Here, the Taxpayer entered into a purchase agreement with one of its Customers to sell and install prefabricated panel sections that are joined together to form walk-in coolers, freezers, and combination units, as specified. The standard panels are interchangeable for ease of assembly. No refrigeration systems were specified by the Customer. The installation services included 
erecting panels, shelving, doors, and lighting fixtures. This specific purchase agreement does not state if the Customer, the Taxpayer, or a third-party contractor acting on behalf of the Customer or Taxpayer, will perform the installation services. However, as stated in your facts, the Taxpayer installs only panels and accessories and never installs electrical wiring. The predominate nature of this purchase agreement is a contract for tangible personal property. Your client’s invoice to its Customer, itemizes the panels, installation, and freight separately, and the Taxpayer collected sales tax from its Customer, on the panels and installation cost.

Based on the Customer’s purchase agreement, the Taxpayer provides prefabricated, freestanding, factory-made panels that are not wired or plumbed to realty, but are attached to oneinch wooden strips on ground level, that are fastened together with cam action fasteners. The panels remain free-standing, and are easily removable for maintenance or replacement, without substantial damage to the underlying realty. The panels have an average life span of six to ten years under normal usage, and there is no intent on keeping the panels in place for an extended or indefinite period of time. In fact, from experience, most Customers will remove the panels and sell them separately, prior to vacating a building. Therefore, the panels do not fall into the definition of a “Fixture” and are an item of tangible personal property. Your client should collect and remit sales tax from its Customers, on the sales price of the materials and the installation charges.
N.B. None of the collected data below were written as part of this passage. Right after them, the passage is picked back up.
PR #2181, opened 2021-10-09
fix(frontend): better request/media cards for items without valid TMDb IDs

### LINKED ISSUE #2323: Provide more information when 'title' is no longer available
### Description

Without more information, it's hard to search for a new title that matches the original request.

### Version

1.27

### Steps to Reproduce

Not sure.

### Screenshots

image

### Logs

_No response_

### Platform

desktop

### Device

N/A

### Operating System

N/A

### Browser

Chrome

### Additional Context

_No response_

### Code of Conduct

### LINKED ISSUE #2898: Empty entry in Recently Added and this is not dissapearing after a restart of the software
### Description

There is an empty Entry in there and I suspect something more is not working correctly.

### Version

Docker V1.29.1

### Steps to Reproduce

No idea just use the software and suddenly this appeared.

### Screenshots

chrome_2022-08-11_08-54-58

### Logs

```shell
I could provide logs but only directly to the developer, this also applies to Database files.
I don't want any information to be publicly accesible
```

### Platform

desktop

### Device

computer, samsung galaxy s21 ultra, etc 

### Operating System

all does not matter

### Browser

Chrome, Firefox

### Additional Context

_No response_

### Code of Conduct

TheCatLady:
#### Description

Currently, if a request's TMDb is not valid, we display a vague message that doesn't give any clues as to what the media item was.

This PR adds additional details, including the request type (movie or series), the TMDb/TVDB IDs, the requester, and the request date.  This should help admins identify the media that is associated with "broken" requests (even if these IDs are no longer valid, they can be useful in matching broken requests to items added to Radarr/Sonarr).

Additionally, we currently display a placeholder title card for available media without valid TMDb IDs. This PR also adds an error card that allows for deletion of these items.

#### To-Dos

- [x] Cypress tests

#### Issues Fixed or Closed

- Closes #2323
- Fixes #2898


samwiseg0:
Can we add the title to this please? The ID is not helpful since it could have been deleted and there is no go way to know what it was at that point.

samwiseg0:
> > Can we add the title to this please? The ID is not helpful since it could have been deleted and there is no good way to know what it was at that point.
> 
> As discussed previously, there's no way to do that currently. The IDs can help locate the items in the *arrs if the requests have already been approved.

Why cant we cache the title when it is requested? We can then only use that title if the ID becomes invalid. I think knowing what the user intended to request is important. We did discuss it but you were more concerned about the translations. Which I think having a way to know what has been orphaned is more important? 

Like you stated only if it was approved would the other ID be useful. I have had many instances where that is not the case since I had not approved the request.

TheCatLady:
> Why can't we cache the title when it is requested? We can then only use that title if the ID becomes invalid. I think knowing what the user intended to request is important. We did discuss it but you were more concerned about the translations. Which I think having a way to know what has been orphaned is more important?
> 
> Like you stated only if it was approved would the other ID be useful. I have had many instances where that is not the case since I had not approved the request.

Either way, that's beyond the scope of this PR, and maybe something to consider for the future.  I'm not making DB changes here, just displaying the info we already have.

src/components/RequestCard/index.tsx
```diff
@@ -47,37 +50,123 @@ const RequestCardPlaceholder = () => {
...
+const RequestCardError = ({ requestData }: RequestCardErrorProps) => {
   const { hasPermission } = useUser();
   const intl = useIntl();
 
   const deleteRequest = async () => {
-    await axios.delete(`/api/v1/media/${mediaId}`);
-    mutate('/api/v1/request?filter=all&take=10&sort=modified&skip=0');
+    await axios.delete(`/api/v1/media/${requestData?.media.id}`);
+    mutate(recentlyAddedApi);
+    mutate(recentRequestsApi);
```
sct, line 63: I dont really like having TItleCard import from Discover. Its a strange cross dependency. Better to just write out the known strings here imo.

TheCatLady: Hm, okay! I'll revert that change :)

sct (approved):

It should be noted that the above response, analysis, and conclusion is specific only to the facts outlined in one scenario as described in your Customer’s purchase agreement, for which you also included an example quotation, purchase order, and invoice. If, for example, the Taxpayer would engage in providing refrigeration or electrical installation activities to its Customers, either performed by themselves or by an unrelated third-party, the Taxpayer will be classified as a real property contractor, and should not collect sales tax from its Customers, but should pay use tax on all materials they use in the performance of these contracts.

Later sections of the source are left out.